Nonthrombotic iliac vein lesions (NIVLs) are significant causes of chronic venous insufficiency (CVI) in the left lower limb and symptom recurrence following left lower limb varicose vein treatment. The goal of this study was to explore the haemodynamic and morphological characteristics of iliac veins in patients with NIVLs. Pressure at the caudal end of the stenotic left common iliac vein (LCIV) segment, local blood flow velocity, and time-averaged wall shear stress in the stenotic segment exhibited positive correlations with the clinical CVI classification (R = 0.92, p < 0.001; R = 0.94, p < 0.001; R = 0.87, p < 0.001), while the relative retention time showed a negative correlation (R = -0.94, p < 0.001).

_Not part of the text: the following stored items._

PR #99, opened 2020-04-25
Move to AbstractVector

willtebbutt:
Addresses #43 .

In the process of refactoring, it became necessary to also address #94 as this turned out to be blocking.

Other notable changes:

- The `Transform` interface needed to change because the type of the input no longer determines whether you're operating on a single data point, or mapping across an entire data set. Consequently `apply` this PR removes `apply` in favour of evaluating the transform (transform a single data point) and `map(t, x)` to apply a transform over each element of a data set efficiently.
- Quite a lot of test have been added, but coverage is down a bit for some reason. I'll wait for tests to pass to figure out where we've lost stuff.

One thing I did that I should probably have opened an issue about is stop constraining the parameters of `ARDTransform` and `ScaleTransform` to be greater than zero as it's not a requirement of these transformations that you do so. I'm happy to revert the change in this PR and open an issue to discuss further if anyone objects strongly to this particular change.


src/generic.jl
```diff
@@ -25,3 +25,16 @@ end
 
 # Fallback implementation of evaluate for `SimpleKernel`s.
 (k::SimpleKernel)(x, y) = kappa(k, evaluate(metric(k), x, y))
+
+# This is type piracy. We should not doing this.
```
willtebbutt, line 29: I'm committing some type piracy here, but I've opened an [issue](https://github.com/JuliaStats/Distances.jl/issues/165) about this on Distances, so hopefully we'll be able to remove these particular bits of code.

src/kernels/transformedkernel.jl
```diff
@@ -44,14 +40,31 @@ end
...
+    return kernelmatrix!(K, kernel(κ), map(κ.transform, x))
+end
+
+function kernelmatrix!(
+    K::AbstractMatrix,
+    κ::TransformedKernel,
+    x::AbstractVector,
+    y::AbstractVector,
+)
+    return kernelmatrix!(K, kernel(κ), map(κ.transform, x), map(κ.transform, y))
```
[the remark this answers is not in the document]
theogf: Oh you did that later, nevermind!

src/transform/lowranktransform.jl
```diff
@@ -21,17 +21,13 @@ end
 Base.size(tr::LowRankTransform,i::Int) = size(tr.proj,i)
 Base.size(tr::LowRankTransform) = size(tr.proj) #  TODO Add test
 
-function apply(t::LowRankTransform, X::AbstractMatrix{<:Real}; obsdim::Int = defaultobs)
-    @boundscheck size(t,2) != size(X,feature_dim(obsdim)) ?
-        throw(DimensionMismatch("The projection matrix has size $(size(t)) and cannot be used on X with dimensions $(size(X))")) : nothing
-    @inbounds _transform(t,X,obsdim)
-end
+(t::LowRankTransform)(x::Real) = t([x])
```
theogf, line 24: Now that we use > 1.3 the wrapper for reals could be generalized to all `Transform` no?

src/transform/lowranktransform.jl
```diff
@@ -21,17 +21,13 @@ end
...
+(t::LowRankTransform)(x::AbstractVector{<:Real}) = t.proj * x
 
-function apply(t::LowRankTransform, x::AbstractVector{<:Real}; obsdim::Int = defaultobs) #TODO Add test
-    @assert size(t,2) == length(x) "Vector has wrong dimensions $(length(x)) compared to projection matrix"
-    t.proj*x
+function Base.map(t::LowRankTransform, x::AbstractVector{<:Real})
+    return ColVecs(t.proj * reshape(x, 1, :))
```
theogf, line 28:
```suggestion
    return ColVecs(t.proj * x')
```

src/transform/transform.jl
```diff
@@ -21,9 +21,7 @@ Return exactly the input
 """
 struct IdentityTransform <: Transform end
 
-apply(t::IdentityTransform, x; obsdim::Int = defaultobs) = x
-
-apply(t::Transform, x::ColVecs; obsdim::Int = defaultobs) = ColVecs(apply(t, x.X, obsdim = 2))
+apply(t::IdentityTransform, x::AbstractVector) = x
```
theogf, line 24: The change has been forgotten here

src/kernels/tensorproduct.jl
```diff
@@ -29,153 +29,85 @@ end
...
+        error("number of kernels and groups of features are not consistent")
+end
 
-    featuredim = feature_dim(obsdim)
-    if !check_dims(K, X, X, featuredim, obsdim)
-        throw(DimensionMismatch("Dimensions of the target array K $(size(K)) are not " *
-                                "consistent with X $(size(X))"))
-    end
+# Utility for slicing up inputs.
+slices(x::AbstractVector{<:Real}) = [x]
```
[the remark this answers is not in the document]
willtebbutt: This is in the context of pulling out length `N` slices for the tensor - product. In this context, the result should be a similar thing to if you call slices on a `ColVecs` of dimensionality `1`. Does that clear things up?

src/transform/lowranktransform.jl
willtebbutt: In this case I specifically want to ensure that the result is a vector, but in other cases when a `Real` is passed in you want to ensure that it remains a `Real`, so I don't think that such a fallback would be appropriate.

src/generic.jl
devmotion: An alternative to avoid the type piracy as long as the issue is not resolved would be to add an internal `_pairwise` function (or `pairwise` if `Distances.pairwise` is not imported) that forwards matrices just to `Distances.pairwise` and reshape vectors before forwarding them to `Distances.pairwise`.

willtebbutt: Yeah, I had wondered about doing that. I agree that it would make sense, but this just feels like the right definition lol. Would you object to including this piracy for the time being, and refactoring to your suggestion if the response on the `Distances.jl` issue is in the negative?

devmotion: I would be fine with adding it for now, but maybe let's open an issue so we don't forget it and fix it in case the upstream response is negative or the upstream changes take too long.

src/kernels/tensorproduct.jl
```diff
@@ -29,153 +29,85 @@ end
...
+slices(x::ColVecs) = eachslice(x.X; dims=1)
+slices(x::RowVecs) = eachslice(x.X; dims=2)
```
devmotion, line 40: Maybe just
```suggestion
slices(x::ColVecs) = eachrow(x.X)
slices(x::RowVecs) = eachcol(x.X)
```
?

src/kernels/tensorproduct.jl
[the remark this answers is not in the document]
devmotion: Maybe use a tuple instead of a vector here?
```suggestion
slices(x::AbstractVector{<:Real}) = (x,)
```

src/kernels/tensorproduct.jl
willtebbutt: Good shout.

src/kernels/tensorproduct.jl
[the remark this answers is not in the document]
willtebbutt: Also a good shout.

willtebbutt:
All comments addressed, ready for a second round of reviewing @devmotion @theogf

src/kernels/scaledkernel.jl
```diff
@@ -13,11 +13,42 @@ function ScaledKernel(kernel::Tk, σ²::Tσ²=1.0) where {Tk<:Kernel,Tσ²<:Real
...
+    return κ.σ² .* kerneldiagmatrix(κ.kernel, x)
+end
+
+function kernelmatrix!(
+    K::AbstractMatrix,
+    κ::ScaledKernel,
+    x::AbstractVector,
+    y::AbstractVector,
+)
+    K = kernelmatrix!(K, κ, x, y)
```
devmotion, line 36: It feels a bit weird to me to reassign `K` here (and in the implementations below):
```suggestion
    kernelmatrix!(K, κ, x, y)
```

src/kernels/scaledkernel.jl
```diff
@@ -13,11 +13,42 @@ function ScaledKernel(kernel::Tk, σ²::Tσ²=1.0) where {Tk<:Kernel,Tσ²<:Real
...
+    K .*= κ.σ² 
+    return K
+end
+
+function kernelmatrix!(K::AbstractMatrix, κ::ScaledKernel, x::AbstractVector)
+    K = kernelmatrix!(K, κ, x)
```
devmotion, line 42:
```suggestion
    kernelmatrix!(K, κ, x)
```

src/kernels/scaledkernel.jl
```diff
@@ -13,11 +13,42 @@ function ScaledKernel(kernel::Tk, σ²::Tσ²=1.0) where {Tk<:Kernel,Tσ²<:Real
...
+    K .*= κ.σ²
+    return K
+end
+
+function kerneldiagmatrix!(K::AbstractVector, κ::ScaledKernel, x::AbstractVector)
+    K = kerneldiagmatrix!(K, κ, x)
```
devmotion, line 48:
```suggestion
    kerneldiagmatrix!(K, κ, x)
```

src/kernels/scaledkernel.jl
devmotion: It might even break if a user implements `kernelmatrix!` but does not return `K`.

src/kernels/scaledkernel.jl
devmotion: It might even break if a user implements `kernelmatrix!` but does not return `K`.

willtebbutt:
Thanks for the review @devmotion

test/matrix/kernelmatrix.jl
```diff
@@ -1,103 +1,77 @@
-### Needs to be kept out for julia 1.0
-
-struct baseSE <: KernelFunctions.BaseKernel end
-(k::baseSE)(x, y) = exp(-evaluate(SqEuclidean(), x, y))
+# Custom kernel to test `SimpleKernel` interface on, independently the `SimpleKernel`s that
+# are implemented in the package. That this happens to be an exponentiated quadratic kernel
+# is a complete coincidence.
+struct ToySimpleKernel <: SimpleKernel end
+KernelFunctions.metric(::ToySimpleKernel) = SqEuclidean()
+KernelFunctions.kappa(::ToySimpleKernel, d) = exp(-d / 2)
```
theogf, line 6: I made a BaseKernel implementation to test directly if methods work with only the k(x,y) implemented.

willtebbutt: 🤦 good catch. Will restore that + associated functionality.

willtebbutt:
Thanks @theogf -- let me know if there's anything else that changing.

theogf:
I think that's all for me! We can improve the coverage with more tests later

src/matrix/kernelmatrix.jl
```diff
@@ -2,165 +2,143 @@
...
+Calculate the diagonal matrix of `X` with respect to kernel `κ`
+`obsdim = 1` means the matrix `X` has size #samples x #dimension
+`obsdim = 2` means the matrix `X` has size #dimension x #samples
+"""
+kerneldiagmatrix
+
+
+
+#
+# Kernel implementations. Generic fallbacks that shouldn't ever be hit in practice.
```
devmotion, line 39: Is that actually true? E.g., for the Wiener kernel we might want to use this instead of the initial custom implementation in https://github.com/JuliaGaussianProcesses/KernelFunctions.jl/pull/77/commits/5722672eb0eda164ac0d45d2d64b95efc6a4f46b.

willtebbutt: Good point. I'll soften the language.

theogf:
LGTM !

The pressure difference (∆P) between the two ends of the stenotic segment and the velocity difference (∆V) between the stenotic segment and the caudal end were positively correlated with the clinical classification (R = 0.92, p < 0.001; R = 0.9, p < 0.001). The cross-sectional area stenosis rate and length of the stenotic LCIV segment were positively correlated with the clinical classification (R = 0.93, p < 0.001; R = 0.63, p < 0.001). The results suggest that haemodynamic assessment of the iliac vein could effectively portray blood flow disturbances in stenotic segments of the LCIV, potentially reflecting the degree of iliac vein stenosis. Haemodynamic indicators are correlated with the severity of clinical CVI symptoms.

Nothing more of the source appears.